For the large subtasks, the main issue is to find solutions not larger than ~10^{18}~.

Notice that, if the problem can be solved for the given constraints, it must have a solution where few division steps occur in executing Edicul's algorithm. More precisely, the product of the numbers on the sand is a nice monovariant, which decreases by a factor of ~\frac 1 b~ in each step. Since ~b \ge h~ up to the last step, there can be at most ~5~ division steps for ~h = 200\,000~.

We can play with finitely many possibilities to find a construction similar to the following one.
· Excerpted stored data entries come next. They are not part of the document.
PR #3300, opened 2021-03-15
Fix assert with combining flak and non-flak using substitute

### LINKED ISSUE #2415: Assert when using $Substitute to mix flak and non-flak
Weapon A does not have the flak flag, but uses $Substitute: to fire weapon B part of the time. Weapon B has flak. 

This appears to behave just fine on non-debug builds, but on debug builds trips an assert that appears to be there to verify flak effects are only being asked for from flak turrets. 

https://fsnebula.org/log/5ecad881cb0d3321adc98627

Log is running on a recent build of the multilock test branch, because that's what I had a full debug of already built, but I've verified I hit the assert in current nightly fast debugs. 

I'll see about building an isolated test case for this.

Baezon:
This should be a perfectly fine thing to do, and only complains because flak muzzle flashes have a pointless wrapper function for the normal muzzle flash function that exists solely to complain about weapons being not flak. 

Closes #2415

### DIFF
--- a/code/ship/ship.cpp
+++ b/code/ship/ship.cpp
@@ -11892,11 +11892,6 @@ int ship_fire_primary(object * obj, int stream_weapons, int force, bool rollback
 								{
 									flak_set_range(&Objects[weapon_objnum], flak_range - winfo_p->untargeted_flak_range_penalty);
 								}
-
-								if ((winfo_p->muzzle_flash>=0) && (((shipp==Player_ship) && (vm_vec_mag(&Player_obj->phys_info.vel)>=45)) || (shipp!=Player_ship)))
-								{
-									flak_muzzle_flash(&firing_pos,&obj->orient.vec.fvec, &obj->phys_info, swp->primary_bank_weapons[bank_to_fire]);
-								}
 							}
 							// create the muzzle flash effect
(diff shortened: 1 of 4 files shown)


code/ship/ship.cpp
```diff
@@ -11892,11 +11892,6 @@ int ship_fire_primary(object * obj, int stream_weapons, int force, bool rollback
 								{
 									flak_set_range(&Objects[weapon_objnum], flak_range - winfo_p->untargeted_flak_range_penalty);
 								}
-
-								if ((winfo_p->muzzle_flash>=0) && (((shipp==Player_ship) && (vm_vec_mag(&Player_obj->phys_info.vel)>=45)) || (shipp!=Player_ship)))
```
JohnAFernandez, line 11896: Doesn't part of this check keep the player from having their view obstructed by a muzzle flash if they are moving fairly slowly?  Doesn't that need to be preserved somewhere else?

Baezon: Yes, this was an already awkward way to handle that, but normal muzzle flash logic knows how to deal with that, as it depends on several factors, like whether 'show ship model' or '$render player muzzle flashes" is used.

JohnAFernandez: Ok.  Sounds good then.

JohnAFernandez (approved):

PR #3671, opened 2021-09-23
expand some sexp documentation

### LINKED ISSUE #3669: Documentation request: Hits-related SEXPs
These questions really should be answerable by looking at the in-fred SEXP documentation and, as far as I can tell, are not.
```
EatThePath: are guardian thresholds absolute or percentages of base?
Goober5000: percentages
EatThePath: how does that interact special hits? if I double a ship's health in fred, is guardian 50 going to be it's normal base health, or half that?
Asteroth: it probably will take special hits into account
      lemme check...
      yeah it does
      so its just 50% of whatever that specific ship's max hull is
EatThePath: okay... does all this apply to the hits-left sexp too?
DefCynodont: I believe so.
```

Goober5000:
Adds important information to `ship-guardian` and `show-subtitle-image`.  Fixes #3669.

### DIFF
--- a/code/parse/sexp.cpp
+++ b/code/parse/sexp.cpp
@@ -33286,7 +33286,7 @@ SCP_vector<sexp_help_struct> Sexp_help = {
 		"\t1+:\tName of ships to deactivate shields on." },
 
 	{ OP_SHIP_GUARDIAN, "ship-guardian\r\n"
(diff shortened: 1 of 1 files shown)


wookieejedi (approved):
Good updates on the descriptions.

Let ~K~ be a positive integer such that ~h^K > q~. Construction:

$$\displaystyle \begin{align*} b &= g \left\lceil \frac{h^K}{g} \right\rceil \\ a &= hb+g \end{align*}$$

Notice that ~b = h^k\ +~ something small, such that ~g~ divides ~b~. Also, we have ~b \le a \le \max(g, h)^3 \le 10^{16}~.

It's easy to see ~\gcd(a, b) = g~. Let's prove that ~R(a, b) = h~.

We have ~\lfloor \frac a b \rfloor = h~ because ~g < h^K \le b~. Hence, ~R(a, b) = R(h, b) = R(b, h)~ since ~h \le b~.

However, ~h^{K+1} > b \ge h^K~, thus ~R(b, h)~ becomes ~R(1, h) = h~ after ~K~ steps.

The time complexity is ~\mathcal O(1)~ per test case.